Wheels are also set in motion as Ned is appointed Hand of the King, and his wife Catelyn discovers that her sister believes her husband to have been murdered by the Lannisters. The dead direwolf and dead stag (sigils of House Stark and House Baratheon, respectively) found on a hunt don’t bode well for the future, either.
Meanwhile, across the sea, exiled prince Viserys Targaryen arranges a marriage between his sister Daenerys and the Dothraki warlord Khal Drogo (notably, among the gifts Daenerys receives are three petrified dragon eggs), and across the Wall, White Walkers stir for the first time in centuries.
The episode ends with one of the most iconic scenes in the series: When little Bran Stark discovers Jaime and Cersei Lannister in flagrante, it seems the jig between the two siblings is up. That is, until Jaime pushes Bran from the tower window. —Karen Han
SEASON 1, EPISODE 9
A lot happens in the penultimate episode of Game of Thrones’ first season. Robb makes a deal with the infinitely creepy Lord Walder Frey to cross the river and fight the Lannister army. Jaime finds himself in a position where he’ll stay for a long while. And then there’s poor Ned Stark.
I can still remember my utter certainty about what wasn’t going to happen — what couldn’t happen. I can see myself sitting on the couch at my friend’s house, scoffing at my own nerves. I watched, calm as a glassy lake, secure in the knowledge that no piece of media I’d ever consumed had ever cut down the main character in the second-to-last episode of the first season. I mean, sure, it looked bad, but c’mon.
The execrable Joffrey salivated like a dog gnawing on a rawhide, Sansa writhed, the sword fell, and Game of Thrones stopped being good and became great.
But there’s another reason to watch this one again, especially now that we’ve seen the series finale.
Jon is at Castle Black, pledged to the Night’s Watch, and his duty prevents him from helping his brother Robb with the Lannisters. He’s pissed off and frustrated. Sam knows what’s up, and he tells Maester Aemon, who summons Jon.

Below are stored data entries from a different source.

PR #1362, opened 2022-10-19
DR-2791 Fix false negative slack notifications

nmalfroy:
When unit/smoke/integration tests pass, they still show failure in the slack notification

### DIFF
--- a/.github/workflows/int-and-connected-test-run.yml
+++ b/.github/workflows/int-and-connected-test-run.yml
@@ -229,6 +229,7 @@ jobs:
     name: "Save execution reports and notify"
     timeout-minutes: 60
     needs:
+      - test_check
       - test_connected
       - deploy_test_integration
     strategy:
@@ -275,4 +276,4 @@ jobs:
           status: ${{ (needs.test_check.outputs.job-status == 'success' && needs.test_connected.outputs.job-status == 'success' && needs.deploy_test_integration.outputs.job-status == 'success') && 'success' || 'failure' }}
           channel: "#jade-alerts"
           username: "Data Repo tests"
-          text: "Integration and Connected tests"
+          text: "Nightly Unit, Connected and Integration tests"


.github/workflows/int-and-connected-test-run.yml
```diff
@@ -229,6 +229,7 @@ jobs:
     name: "Save execution reports and notify"
     timeout-minutes: 60
     needs:
+      - test_check
```
snf2ye, line 232: Just curious - why does this fix the false negative?

snf2ye (approved):

.github/workflows/int-and-connected-test-run.yml
nmalfroy: Ah, this was annoying.  I used the `needs` value when figuring out job statuses and you need to explicitly add the values that you need (I assumed incorrectly that it would pull it in transitively from the connected and integration tasks)

okotsopoulos (approved):
Thanks for fixing, that was a tricky one!

.github/workflows/int-and-connected-test-run.yml
snf2ye: Ah, ok - thanks for explaining!

otchet-broad (approved):
Great question @snf2ye!
Thanks @nmalfroy for the explanation and fixing!

.github/workflows/int-and-connected-test-run.yml
pshapiro4broad: > I assumed incorrectly that it would pull it in transitively from the connected and integration tasks

This should really be an error. How can you reference a `needs` item in a job and not have it in your `needs` clause?

nmalfroy: 100%...I'm surprised I didn't get an NPE.  Actions are cool and all but the dev experience for them is pretty bad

“Tell me,” Maester Aemon says, “Did you ever wonder why the men of the Night’s Watch take no wives and father no children?”
“No,” Jon says.
“So they will not love. Love is the death of duty. If the day should ever come that your lord father was forced to choose between honor on the one hand and those he loves on the other, what would he do?”
For years, I thought the most important part of this scene was what happens next: Maester Aemon reveals himself to be a Targaryen. Turns out this part of their conversation (and its Tyrion-inspired inverse) will later determine the fate of a kingdom.
On the bright side, Jon gets a new weapon. —Dave Tach
Fire and Blood
SEASON 1, EPISODE 10
As season 1 closes, Game of Thrones reminds us exactly what kind of show it is. Our hero, Eddard Stark, is dead, and the game of thrones has only just begun. This episode sets up repercussions that will echo for seven more seasons.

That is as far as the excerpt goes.